*WHAT IS BEING ASKED*
Below are some records. Print all of them exactly as they appear.

● ● ● ● ●

PR #1973, opened 2021-11-26
Add links to lines with css-line numbers

dschwoerer:
I wanted to link to the lines, and was disappointed that I could not click on the numbers.

Only later I realised, I could by hand create the links. This patch allows to have links, and thus makes the references easily discoverable.

Resolves https://github.com/Fortran-FOSS-Programmers/ford/issues/369

### DIFF
--- a/pygments/formatters/html.py
+++ b/pygments/formatters/html.py
@@ -765,7 +765,8 @@ class HtmlFormatter(Formatter):
         for t, line in inner:
             if t:
                 i += 1
-                yield 1, '<a id="%s-%d" name="%s-%d"></a>' % (s, i, s, i) + line
+                href = "" if self.linenos  else ' href="%s-%d"' % (s, i)
+                yield 1, '<a id="%s-%d" name="%s-%d"%s></a>' % (s, i, s, i, href) + line
             else:
                 yield 0, line
 


Anteru:
Merged, after a lot of wrestling with it...

Anteru:
@dschwoerer How are you using this feature? There's a (valid) concern that the link itself is invisible, so there is no click area, meaning without CSS styling the anchor somehow this feature is useless. I'd like to understand how you're handling this and see if we can find a better solution.

dschwoerer:
See Fortran-FOSS-Programmers/ford#369

Unfortunately I don't have a full working example, maybe @ZedThree could provide one?

ZedThree:
We're not using this in production yet, but here's a MWE (pygments CSS file not included):


```html
<!DOCTYPE html>
<html lang="en">
  <head>
    <meta charset="utf-8">
    <link href="pygments.css" rel="stylesheet">

    <style>
      .hl pre {
          counter-reset: line-numbering;
      }

      .hl pre a::before {
          content: counter(line-numbering);
          counter-increment: line-numbering;
          margin-top: 4.5em;
          width: 20px;
          opacity: 0.7;
          display: inline-block;
          color: #aaa;
          background: #eee;
          border-right: 1px solid #ccc;
      }

      .hl pre a {
          display: inline-block;
          height: 4.5em;
          margin: -4.5em 0 0;
      }

      .hl pre a:hover::before {
          color: #888;
          background: #ccc;
      }
    </style>
  </head>

  <body>
    <div class="hl"><pre>
        <a id="ln-1" name="ln-1" href="#ln-1"></a> <span class="k">subroutine </span><span class="n">printSquare</span><span class="p">(</span><span class="n">x</span><span class="p">)</span>
        <a id="ln-2" name="ln-2" href="#ln-2"></a>   <span class="kt">integer</span><span class="p">,</span> <span class="k">intent</span><span class="p">(</span><span class="n">in</span><span class="p">)</span> <span class="kd">::</span> <span class="n">x</span>
        <a id="ln-3" name="ln-3" href="#ln-3"></a>   <span class="k">write</span><span class="p">(</span><span class="o">*</span><span class="p">,</span><span class="o">*</span><span class="p">)</span> <span class="n">x</span><span class="o">*</span><span class="n">x</span>
        <a id="ln-4" name="ln-4" href="#ln-4"></a> <span class="k">end subroutine </span><span class="n">printSquare</span>
    </pre></div>
  </body>
</html>
```

I've stripped down our existing CSS, and added styling on hover:

```css
      .hl pre a:hover::before {
          color: #888;
          background: #ccc;
      }
```

We use `HtmlFormatter(lineanchors="ln", cssclass="hl")` to format this table.

The result looks something like:

image

---

btw, I think the `href` in this PR is missing the initial `#` to correctly link to the anchor

Anteru:
Thanks a lot! The # has been fixed already (that was an oversight ...). I see you're using extra CSS to add the line numbers, I guess that might be worth documenting as the recommended CSS for this feature, because by default those links are invisible/unclickable.

ZedThree:
Yes, probably worth documenting, as it's a non-trivial amount of CSS needed

PR #1978, opened 2021-12-03
Whitespace token modernization - [gh] lexers w/o html - regarding #1905

blu-base:
This PR is chunk of the effort (#1905) to insert the Whitespace token where ever it applies.

From this chunk, i excluded the html lexer, which i'm going to prepare separately.
The html lexers affects a hugh number of tests...


Anteru:
Merged, thanks a lot! I made a minor change to the `Cypher` lexer to use `words`, hope you're ok if that gets folded into this PR.

blu-base:
> Merged, thanks a lot! I made a minor change to the `Cypher` lexer to use `words`, hope you're ok if that gets folded into this PR.

Yes sure! I just tried to maintain the original intend. But this resulted in that cumbersome section.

● ● ● ● ●

*COMPLETED TASK*
PR #1973, opened 2021-11-26
Add links to lines with css-line numbers

dschwoerer:
I wanted to link to the lines, and was disappointed that I could not click on the numbers.

Only later I realised, I could by hand create the links. This patch allows to have links, and thus makes the references easily discoverable.

Resolves https://github.com/Fortran-FOSS-Programmers/ford/issues/369

### DIFF
--- a/pygments/formatters/html.py
+++ b/pygments/formatters/html.py
@@ -765,7 +765,8 @@ class HtmlFormatter(Formatter):
         for t, line in inner:
             if t:
                 i += 1
-                yield 1, '<a id="%s-%d" name="%s-%d"></a>' % (s, i, s, i) + line
+                href = "" if self.linenos  else ' href="%s-%d"' % (s, i)
+                yield 1, '<a id="%s-%d" name="%s-%d"%s></a>' % (s, i, s, i, href) + line
             else:
                 yield 0, line
 


Anteru:
Merged, after a lot of wrestling with it...

Anteru:
@dschwoerer How are you using this feature? There's a (valid) concern that the link itself is invisible, so there is no click area, meaning without CSS styling the anchor somehow this feature is useless. I'd like to understand how you're handling this and see if we can find a better solution.

dschwoerer:
See Fortran-FOSS-Programmers/ford#369

Unfortunately I don't have a full working example, maybe @ZedThree could provide one?

ZedThree:
We're not using this in production yet, but here's a MWE (pygments CSS file not included):


```html
<!DOCTYPE html>
<html lang="en">
  <head>
    <meta charset="utf-8">
    <link href="pygments.css" rel="stylesheet">

    <style>
      .hl pre {
          counter-reset: line-numbering;
      }

      .hl pre a::before {
          content: counter(line-numbering);
          counter-increment: line-numbering;
          margin-top: 4.5em;
          width: 20px;
          opacity: 0.7;
          display: inline-block;
          color: #aaa;
          background: #eee;
          border-right: 1px solid #ccc;
      }

      .hl pre a {
          display: inline-block;
          height: 4.5em;
          margin: -4.5em 0 0;
      }

      .hl pre a:hover::before {
          color: #888;
          background: #ccc;
      }
    </style>
  </head>

  <body>
    <div class="hl"><pre>
        <a id="ln-1" name="ln-1" href="#ln-1"></a> <span class="k">subroutine </span><span class="n">printSquare</span><span class="p">(</span><span class="n">x</span><span class="p">)</span>
        <a id="ln-2" name="ln-2" href="#ln-2"></a>   <span class="kt">integer</span><span class="p">,</span> <span class="k">intent</span><span class="p">(</span><span class="n">in</span><span class="p">)</span> <span class="kd">::</span> <span class="n">x</span>
        <a id="ln-3" name="ln-3" href="#ln-3"></a>   <span class="k">write</span><span class="p">(</span><span class="o">*</span><span class="p">,</span><span class="o">*</span><span class="p">)</span> <span class="n">x</span><span class="o">*</span><span class="n">x</span>
        <a id="ln-4" name="ln-4" href="#ln-4"></a> <span class="k">end subroutine </span><span class="n">printSquare</span>
    </pre></div>
  </body>
</html>
```

I've stripped down our existing CSS, and added styling on hover:

```css
      .hl pre a:hover::before {
          color: #888;
          background: #ccc;
      }
```

We use `HtmlFormatter(lineanchors="ln", cssclass="hl")` to format this table.

The result looks something like:

image

---

btw, I think the `href` in this PR is missing the initial `#` to correctly link to the anchor

Anteru:
Thanks a lot! The # has been fixed already (that was an oversight ...). I see you're using extra CSS to add the line numbers, I guess that might be worth documenting as the recommended CSS for this feature, because by default those links are invisible/unclickable.

ZedThree:
Yes, probably worth documenting, as it's a non-trivial amount of CSS needed

PR #1978, opened 2021-12-03
Whitespace token modernization - [gh] lexers w/o html - regarding #1905

blu-base:
This PR is chunk of the effort (#1905) to insert the Whitespace token where ever it applies.

From this chunk, i excluded the html lexer, which i'm going to prepare separately.
The html lexers affects a hugh number of tests...


Anteru:
Merged, thanks a lot! I made a minor change to the `Cypher` lexer to use `words`, hope you're ok if that gets folded into this PR.

blu-base:
> Merged, thanks a lot! I made a minor change to the `Cypher` lexer to use `words`, hope you're ok if that gets folded into this PR.

Yes sure! I just tried to maintain the original intend. But this resulted in that cumbersome section.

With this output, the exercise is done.